Melalui perjalanan mereka dalam dunia takraw, Rizal dan Azman menghadapi berbagai tantangan dan rintangan. Namun, dengan semangat dan kerja keras, mereka berusaha untuk mengatasi setiap hambatan dan meningkatkan kemampuan mereka sebagai pemain sepak takraw.

Coach Roy memutuskan untuk mengajak pasukannya, Azman, Rizal, dan Ali, untuk mengikuti ujian pilihan masuk klub sepak takraw. Namun, ketiga budak takraw tersebut merasa tidak yakin dengan kemampuan mereka dalam bermain.

Azman, Rizal, dan Ali merasa kurang percaya diri dengan kemampuan mereka dalam bermain sepak takraw. Mereka merasa bahwa mereka tidak sebaik pemain lain yang sudah lebih berpengalaman dan memiliki keterampilan yang lebih baik. Mereka khawatir bahwa mereka tidak akan mampu bersaing dengan baik dalam ujian tersebut.

Namun, Coach Roy mengingatkan mereka bahwa ujian ini adalah kesempatan untuk menguji kemampuan mereka dan belajar dari pengalaman. Ia meyakinkan mereka bahwa setiap pemain memiliki potensi dan kemampuan yang unik. Selain itu, Coach Roy berjanji akan memberikan dukungan dan bimbingan kepada mereka selama persiapan dan ujian tersebut.

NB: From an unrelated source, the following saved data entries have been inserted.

PR #275, opened 2020-01-10
Work on unparsing comments

Roldak:


langkit/dsl_unparse.py
```diff
@@ -1,10 +1,177 @@
...
+            return self
+
+        def __exit__(self, exc_type, exc_val, exc_tb):
+            return self
+
+        def emit_comments(self):
+            return ""
+
+    @staticmethod
+    def class_from_location(loc):
```
raph-amiard: Plz add a docstring

langkit/dsl_unparse.py
```diff
@@ -1,10 +1,177 @@
...
+    @contextmanager
+    def _with_current_node(self, new_node):
+        old_node = self.current_node
+        self.current_node = new_node
+        self.current_token = new_node.token_start
+        yield
+        self.current_node = old_node
+        self.current_token = new_node.token_end
+
+    def property(self, prop):
```
raph-amiard: Plz add a docstring for non annotated context managers saying that they're context managers

langkit/dsl_unparse.py
```diff
@@ -118,25 +285,45 @@ def is_simple_expr(expr):
...
     from langkit.expressions import Let
-    if is_simple_expr(expr):
-        strn = emit_expr(expr, **ctx)
-        return emit_paren(strn) if len(strn) > 40 else strn
-    elif isinstance(expr, Let):
+
+    if isinstance(expr, Let):
         return emit_expr(expr, **ctx)
+
+    strn, has_coms = prepend_comments(expr, **ctx)
```
raph-amiard: Not bloçcking but it would be good to understand why the call to `prepend_comments` is made inside `emit_paren_expr`

langkit/utils/__init__.py
```diff
@@ -174,6 +175,23 @@ def copy_to_dir(filename, dirname):
     shutil.copy(filename, os.path.join(dirname, os.path.basename(filename)))
 
 
+def add_search_path(name, path):
+    """
+    Return as a string the Bourne shell commands that add the given path
```
pmderodat: that adds*

make.py
```diff
@@ -0,0 +1,252 @@
...
+from __future__ import absolute_import, division, print_function
+
+from contextlib import contextmanager
+
+import argparse
+
+import os
+import shutil
+import subprocess
+import sys
```
pmderodat: Merge this import block with the two previous ones?

make.py
```diff
@@ -0,0 +1,252 @@
...
+    copy_all_shared_libs(prefix, dest, lang_name, "langkit_support")
+
+    pip_install(lang_python_dir)
+
+
+def build(args):
+    """
+    Build langkit and its dependencies.
+
+    :type argparse.Namespace
```
pmderodat: Misformatted type annotation

make.py
```diff
@@ -0,0 +1,252 @@
...
+    yield
+    os.chdir(old_dir)
+
+
+def pip_install(setup_dir):
+    """
+    Install the python package located in the given directory.
+
+    :type setup_dir: str
+    :raise CalledProcessError if installation terminates with non-zero status
```
pmderodat: I don’t think this is a correct Sphinx annotation. May I suggest moving this to a regular English sentence after the description? This is the style we have been using in Langkit to describe exceptions.

make.py
```diff
@@ -0,0 +1,252 @@
...
+    Copy all shared libraries from anywhere in a given source tree to a given
+    destination folder.
+
+    Only the libraries that satisfy the given simple patterns are copied.
+    Given patterns must NOT be regular expressions, but simple strings.
+    A library will match if the pattern is a substring of the library's name.
+
+    :type from_dir: str
+    :type destination: str
+    :type patterns: *str
```
pmderodat: I think this should be: `type patterns: list[str]`

make.py
```diff
@@ -0,0 +1,252 @@
...
+                    shutil.copy(os.path.join(root, filename), destination)
+
+
+def manage(lang_dir, verb, build_mode, *add_args, **kwargs):
+    """
+    Run the manage.py script from of a Langkit-based language definition.
+
+    :param str verb: 'generate', 'build', 'install', etc.
+    :param str build_mode: 'dev' or 'prod'.
+    :param str|None rpath: if set, defines the RPATH to include in built
```
pmderodat: If `rpath` is documented, why not moving it out of `kwargs`? And why have `kwargs` at all?

Roldak: I wanted `rpath` to be an optional argument, but also allow additional arguments to pass to `manage.py` through `*args`. I'm not sure how to achieve that any other way... Or do you prefer I remove the `*args` and ask for a list explicitly?

pmderodat: I see… thanks. Actually given that we pass `-R` nightly, I would suggest to remove this altoghether and always build with `--gargs=-R`.

Roldak: Can it not be useful for a development build though to keep the rpaths? (For example if you want to `build` and `setenv` to develop on langkit)

pmderodat: Not really: for the Python bindings, running the install part, which bundles all libs thus removing the need to fiddle with RPATHs, is very cheap, and for Ada programs, these can be built with RPATHs (happens by default), so the RPATHs in libraries are useless. So I really think we could remove it here :-)

make.py
```diff
@@ -0,0 +1,249 @@
...
+setenv_parser = subparsers.add_parser('setenv')
+setenv_parser.set_defaults(command='setenv')
+
+install_parser = subparsers.add_parser('install')
+install_parser.set_defaults(command='install')
+install_parser.add_argument('prefix', type=str,
+                            help='Where to install Langkit dependencies')
+install_parser.add_argument('--gnat-install-dir', type=str, default=None,
+                            help='Specify where GNAT is installed. If not'
+                                 'provided, assume it is installed where '
```
pmderodat: A space is missing between "not" and "provided". We never decided it was as a rule, yet I advise to put the spaces at the beginning of the next line to make it clear when it’s missing.

make.py
```diff
@@ -0,0 +1,249 @@
+"""
+Helper script to build langkit and its dependencies.
+"""
+
+from __future__ import absolute_import, division, print_function
+
+from contextlib import contextmanager
```
pmderodat: The fact that the stylechecker does not complain about this line makes me realize that the stylechecker does not run on this script! Please move it to the `scripts` directory.

make.py
```diff
@@ -0,0 +1,249 @@
...
+    :param str build_mode: 'dev' or 'prod'.
+    :param list[str] add_args: additional arguments to pass
+    """
+    with in_dir(lang_dir):
+        args = [sys.executable, 'manage.py', verb]
+        args.extend(['--build-mode', build_mode])
+        args.extend(add_args)
+
+        if verb in ('build', 'make'):
+            # Always build shared libs with "$ORIGIN" rpaths.
```
pmderodat: IIUC, `-R` disables run paths, so this comment is wrong. I suggest instead:
> Do not use run path options
(from `gprbuild --help`)

make.py
```diff
@@ -0,0 +1,249 @@
...
+            args.append('--gargs=-R')
+            env = os.environ.copy()
+            env['LD_RUN_PATH'] = "$ORIGIN"
```
pmderodat: Since we don’t use run path, you can remove all env modifications, here.

make.py
```diff
@@ -0,0 +1,249 @@
...
+    pip_install(lang_python_dir)
+
+
+def build(args):
+    """
+    Build langkit and its dependencies.
+
+    :type args: argparse.Namespace
+    """
+    # build Libpythonlang
```
pmderodat: Missing capital (Build); same several times below

utils/travis-install.sh
```diff
@@ -92,14 +92,9 @@ gcc -v
...
+python make.py install "$LIB_INSTALL_DIR" --gnat-install-dir="$INSTALL_DIR"
 
 # Also install flake8 to have complete style checks
 pip install flake8
 
-# RA22-015: Install libpythonlang to make it available to dsl_unparse
-(
-    cd ./contrib/python
-    ./manage.py make -P
-)
```
pmderodat: Now that libpythonlang is built and installed, could you update `tests/contrib/python_parse_1` not to recompile it? (just run `parse` from the environment)

make.py
```diff
@@ -0,0 +1,249 @@
...
+
+parser = argparse.ArgumentParser(
+    description='Helper script to build langkit and its dependencies'
+)
+parser.add_argument('--build-mode', default='dev')
+
+subparsers = parser.add_subparsers()
+
+build_parser = subparsers.add_parser('build')
+build_parser.set_defaults(command='build')
```
pmderodat: I suggest you move the parsers declaration after the function definitions and add `func=XXX` (`func=build`, `install` and `setenv`) to all subparsers? This will make manual dispatching starting line 242 unecessary. See similar processing in `libmanage.py`.

make.py
```diff
@@ -0,0 +1,249 @@
...
+    manage(lang_dir, 'install', build_mode, prefix)
+
+    # Copy all necessary shared libraries in the python package, so that the
+    # subsequent call to pip_install packages all of them.
+
+    lang_python_dir = os.path.join(lang_dir, 'build', 'python')
+    dest = os.path.join(lang_python_dir, lang_name)
+
+    copy_all_shared_libs(gnat_install, dest, "gnat", "gnarl", "xmlada")
+    copy_all_shared_libs(gnatcoll_bindings_install, dest, "gnatcoll")
```
pmderodat: This is not complete: both xmlada and gnatcoll-core can be installed outside of gnat. I suggest you import the whole logic from `libadalang_standalone.anod`: not only we’ll be sure that it will work on all supported platforms, but this will also enable us to remove that logic from there (and keep it in only one place).

make.py
Roldak: Well, the whole idea of this section is to put `$ORIGIN` as rpath, so first prevent gprbuild from passing its own rpaths using `-R` and then set the `LD_RUN_PATH` environment variable to `$ORIGIN` to make sure the linker uses it.

make.py
Roldak: No this won't work if `$ORIGIN` is not in the rpath as the dynamic loader won't look for shared libs in the current dir.

make.py
Roldak: Ah this is nice!

make.py
Roldak: Actually `*str` is the correct way from what I can see from Python editing tools (e.g. PyCharm complains with `list[str]` but typechecks correctly with `*str`)

langkit/dsl_unparse.py
pmderodat: There is no docstring, so I assume this was marked as resolved by mistake. ;-)

pmderodat:
To be honest I’m not sure https://github.com/AdaCore/langkit/pull/275/commits/26e2d2e453d5a1d188f227398469d64f5a6fe251 is a good idea: if we can’t import libpythonlang, we can’t unparse comments, and thus tests will likely fail in the future, as dsl_unparse won’t be able to unparse the comments required in the baseline. Can’t we instead consider that libpythonlang is now a real Langkit dependency?

langkit/dsl_unparse.py
Roldak: Mh no, there is a docstring! (https://github.com/AdaCore/langkit/pull/275/files#diff-b1a19ccbccaa0cda7fafe777e45fc165R83 -> ctrl+f `class_from_location`)

Roldak:
Okay, I can remove this commit.

langkit/dsl_unparse.py
pmderodat: Ah, I see: the comments were added in a later commit: I had the commit view only when I noticed this. Sorry for the noise!

PR #277, opened 2020-01-13
Work on lkt parser & unparser

raph-amiard:


langkit/compiled_types.py
```diff
@@ -1594,21 +1594,34 @@ def __init__(self, name, type, is_artificial=False, default_value=None,
...
                     or AbstractVariable(name, type, source_name=name))
         self.is_artificial = is_artificial
-        self.default_value = default_value
+
+        # Make sure that, if present, the default value is a compile-time known
+        # constant.
+
+        self.abstract_default_value = default_value
+        self.default_value = None
+        if default_value:
```
pmderodat: Given that `default_value` could be `False`, I think this should be `if default_value is not None`, what do you think?

raph-amiard: Gah, indeed, good catch, and really a great explanation of why I can't wait to get rid of AbstractExpressions

pmderodat: Sure! Needless to say: you’re not the only one!

PR #279, opened 2020-01-15
Add DSL features for struct types

pmderodat:


testsuite/tests/properties/invalid_struct_update/expected_concrete_syntax.lkt
```diff
@@ -0,0 +1,18 @@
+grammar None_grammar {
+    main_rule <- list*(Example(@Example))
+
+}
+
+class FooNode {
+
+    @export fun increment (kv : KV): KV = <StructUpdate>
```
raph-amiard: Would be cool if you added the syntax for it at the same time (in the unparser at least) if you feel up to it :)

pmderodat: Good idea. I’ll try!

langkit/compiled_types.py
```diff
@@ -1619,25 +1619,22 @@ def __init__(self, name, type, is_artificial=False, default_value=None,
...
-        self.default_value = None
-        if default_value is not None:
-            default_value = unsugar(default_value)
-            default_value.prepare()
-            self.default_value = construct_compile_time_known(
-                default_value, type
-            )
+        self.default_value = (
+            None
+            if default_value is None else
```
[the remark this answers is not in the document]
pmderodat: I think I remember we discussed style for this construct (leading to this formatting), years ago, but of course I can’t find the conversation, and it’s not tracked in our coding style document of course. :-/ Anyway, let’s discuss this live when we have a chance!

testsuite/tests/properties/invalid_struct_update/expected_concrete_syntax.lkt
raph-amiard: Thanks!

langkit/compiled_types.py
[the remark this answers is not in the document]
raph-amiard: Yes, sounds good. TBH what I would like to discuss live is use black and end once and for all python style discussions :)

PR #283, opened 2020-01-17
Expand concrete syntax

raph-amiard:


testsuite/tests/stylechecks/test.out
```diff
@@ -0,0 +1 @@
+testsuite/tests/contrib/lkt_parse_1/test.py:35:36: W291 trailing whitespace
```
pmderodat: Please remove the trailing whitespace

PR #285, opened 2020-01-21
Make a standalone test for Python grammar concrete syntax testing 

pmderodat:


testsuite/tests/properties/full_sloc_image/test.py
```diff
@@ -1,28 +1,23 @@
 """
-This tests that the Langkit based python parser can be compiled and can parse a
-simple python program without errors.
-
-TODO: This is hackish and minimalistic. Since Langkit's python parser is a
-fully fledged Langkit generated lib, it would make sense to reuse Libadalang's
-parser test driver.
+Test that the "full_sloc_image" worrks as expected.
```
Roldak: works*

pmderodat: Thanks! Now fixed.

Azman, Rizal, dan Ali mulai merasa lebih percaya diri setelah mendengar kata-kata dorongan dari Coach Roy. Mereka menyadari bahwa mereka memiliki kesempatan untuk tumbuh dan berkembang dalam permainan sepak takraw. Dengan semangat baru, mereka berkomitmen untuk bekerja keras, melatih keterampilan mereka, dan memberikan yang terbaik dalam ujian tersebut.

Meskipun masih ada keraguan, Azman, Rizal, dan Ali memutuskan untuk menghadapi tantangan dengan tekad yang kuat. Mereka siap mengambil peluang ini untuk meningkatkan kemampuan mereka dalam bermain sepak takraw dan membuktikan bahwa mereka juga dapat menjadi pemain yang hebat.

Dalam perjalanan mereka menuju ujian pilihan kelab sepak takraw, mereka belajar untuk mengatasi ketakutan dan mengandalkan kerja keras serta semangat juang. Mereka menyadari bahwa kemampuan tidak datang dengan instan, tetapi dapat dikembangkan melalui latihan dan pengalaman. Dengan sikap positif dan dedikasi, Azman, Rizal, dan Ali siap untuk menghadapi ujian dan menggapai impian mereka dalam dunia sepak takraw.

Drama “Budak Takraw” di TV2 Live Malaysia mengisahkan tentang perjuangan dan semangat anak-anak muda dalam mencapai impian mereka melalui olahraga sepak takraw. Ini adalah kisah tentang persahabatan, keberanian, dan tekad untuk meraih kejayaan.